• Prompt: In the listing that follows, tally the lines containing "frames"; give the count and nothing more.

• Records to use:
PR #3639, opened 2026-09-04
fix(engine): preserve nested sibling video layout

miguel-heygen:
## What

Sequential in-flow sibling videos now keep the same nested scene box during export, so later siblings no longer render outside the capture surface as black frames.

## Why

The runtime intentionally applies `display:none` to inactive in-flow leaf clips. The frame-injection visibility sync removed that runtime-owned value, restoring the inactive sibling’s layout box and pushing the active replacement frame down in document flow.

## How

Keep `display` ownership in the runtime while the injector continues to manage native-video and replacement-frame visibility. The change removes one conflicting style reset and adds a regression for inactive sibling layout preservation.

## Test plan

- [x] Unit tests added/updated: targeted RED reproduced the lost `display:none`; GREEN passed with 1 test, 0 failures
--
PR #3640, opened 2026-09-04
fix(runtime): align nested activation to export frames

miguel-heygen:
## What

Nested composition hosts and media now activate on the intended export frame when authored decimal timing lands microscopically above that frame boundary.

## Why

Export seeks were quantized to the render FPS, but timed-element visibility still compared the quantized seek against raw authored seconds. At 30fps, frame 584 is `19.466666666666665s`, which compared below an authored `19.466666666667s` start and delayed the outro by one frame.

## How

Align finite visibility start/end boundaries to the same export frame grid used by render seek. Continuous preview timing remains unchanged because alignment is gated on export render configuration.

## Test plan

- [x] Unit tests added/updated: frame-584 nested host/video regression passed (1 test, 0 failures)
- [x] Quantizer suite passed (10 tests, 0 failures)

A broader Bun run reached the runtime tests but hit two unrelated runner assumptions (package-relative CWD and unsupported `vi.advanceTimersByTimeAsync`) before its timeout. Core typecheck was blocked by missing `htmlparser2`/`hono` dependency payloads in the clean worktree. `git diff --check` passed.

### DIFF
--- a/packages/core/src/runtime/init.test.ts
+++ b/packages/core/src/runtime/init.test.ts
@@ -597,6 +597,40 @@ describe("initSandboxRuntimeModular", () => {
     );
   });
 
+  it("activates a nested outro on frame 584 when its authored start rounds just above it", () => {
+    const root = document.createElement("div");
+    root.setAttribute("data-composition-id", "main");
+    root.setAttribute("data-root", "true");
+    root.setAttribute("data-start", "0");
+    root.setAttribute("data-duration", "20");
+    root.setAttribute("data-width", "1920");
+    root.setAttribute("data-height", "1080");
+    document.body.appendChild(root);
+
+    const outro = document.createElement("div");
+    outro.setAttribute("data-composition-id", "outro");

• Response area: 2